PR #5, opened 2015-03-05
simplify c interface

klokane:
Implemented  c-interface.
Serialization of parse result


Makefile
```diff
@@ -12,6 +12,13 @@ V ?= 1
 # Targets
 all: drafter
 
+libdrafter: config.gypi $(BUILD_DIR)/Makefile
+	$(MAKE) -C $(BUILD_DIR) V=$(V) $@
+
+test-libdrafter: config.gypi $(BUILD_DIR)/Makefile
+	$(MAKE) -C $(BUILD_DIR) V=$(V) test-libdrafter
```
pksunkara: `$@` instead of `test-libdrafter`

Makefile
```diff
@@ -34,10 +41,11 @@ distclean:
...
-test: drafter
+test: libdrafter test-libdrafter drafter
+	./bin/test-libdrafter
 
 ifdef INTEGRATION_TESTS
 	bundle exec cucumber
 endif
 
-.PHONY: all drafter test
+.PHONY: all libdrafter drafter test
```
pksunkara: Why is `test-libdrafter` not here?

drafter.gyp
```diff
@@ -39,5 +43,61 @@
...
+      "type": "executable",
+      "sources": [
+        "src/main.cc",
+        "src/config.cc",
+        "src/config.h",
+        "src/reporting.cc",
+        "src/reporting.h",
+      ],
+
+      # FIXME: replace by direct dependecies
```
pksunkara: I am sorry but what is this comment about?

src/SerializeSourceAnnotations.cc
```diff
@@ -0,0 +1,49 @@
...
+
+sos::Object drafter::WrapSourceAnnotations(const snowcrash::Report& report, const snowcrash::SourceMap<snowcrash::Blueprint>& sourceMap)
+{
+    sos::Object object;
+
+    object.set(SerializeKey::AnnotationsVersion, sos::String(AST_ANNOTATION_SERIALIZATION_VERSION));
+    
+    sos::Object ast;
+    ast.set(SerializeKey::ASTVersion, sos::String(AST_SERIALIZATION_VERSION));
+    object.set(SerializeKey::Ast, ast);
```
pksunkara: Shouldn't the `ast` here contain the actual serialised AST instead of just the version?

pksunkara: If we don't need it here, then we should probably not even add `ast` key here.

test/test-drafter.h
```diff
@@ -0,0 +1,32 @@
+#ifndef DRAFTER_DRAFTERTEST_H
+#define DRAFTER_DRAFTERTEST_H
+
+#include "catch.hpp"
+
+#include "stream.h"
+
+class it_fixture_files {
```
pksunkara: Shouldn't the class name be camel cased? ex: `ITFixtureFiles`

test/test-cdrafter.cc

(Problem details) What lines in the data above contain the word "instead"? Show them all.

(Answer section)
pksunkara: `$@` instead of `test-libdrafter`
pksunkara: Shouldn't the `ast` here contain the actual serialised AST instead of just the version?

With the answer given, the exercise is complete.